PR #65, opened 2020-06-09
Fixed some unsafe lookups

nhakmiller:
### Background

Russ found an unsafe lookup causing an error in the demo account, so I fixed it. I also fixed a few other unsafe lookups I found while poking around.

### Changes

* Fixed some unsafe lookups

### Testing

* `make test`


nhakmiller:
> Can we make an alarm on rule errors?

Seems like it should be doable, I was just talking to @rleighton and we were saying there needs to be a good way to inform users that their rules are failing.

__EXERCISE OBJECTIVE__
Give back the whole listing above, identical in every line.

__RESPONSE AREA__
PR #65, opened 2020-06-09
Fixed some unsafe lookups

nhakmiller:
### Background

Russ found an unsafe lookup causing an error in the demo account, so I fixed it. I also fixed a few other unsafe lookups I found while poking around.

### Changes

* Fixed some unsafe lookups

### Testing

* `make test`


nhakmiller:
> Can we make an alarm on rule errors?

Seems like it should be doable, I was just talking to @rleighton and we were saying there needs to be a good way to inform users that their rules are failing.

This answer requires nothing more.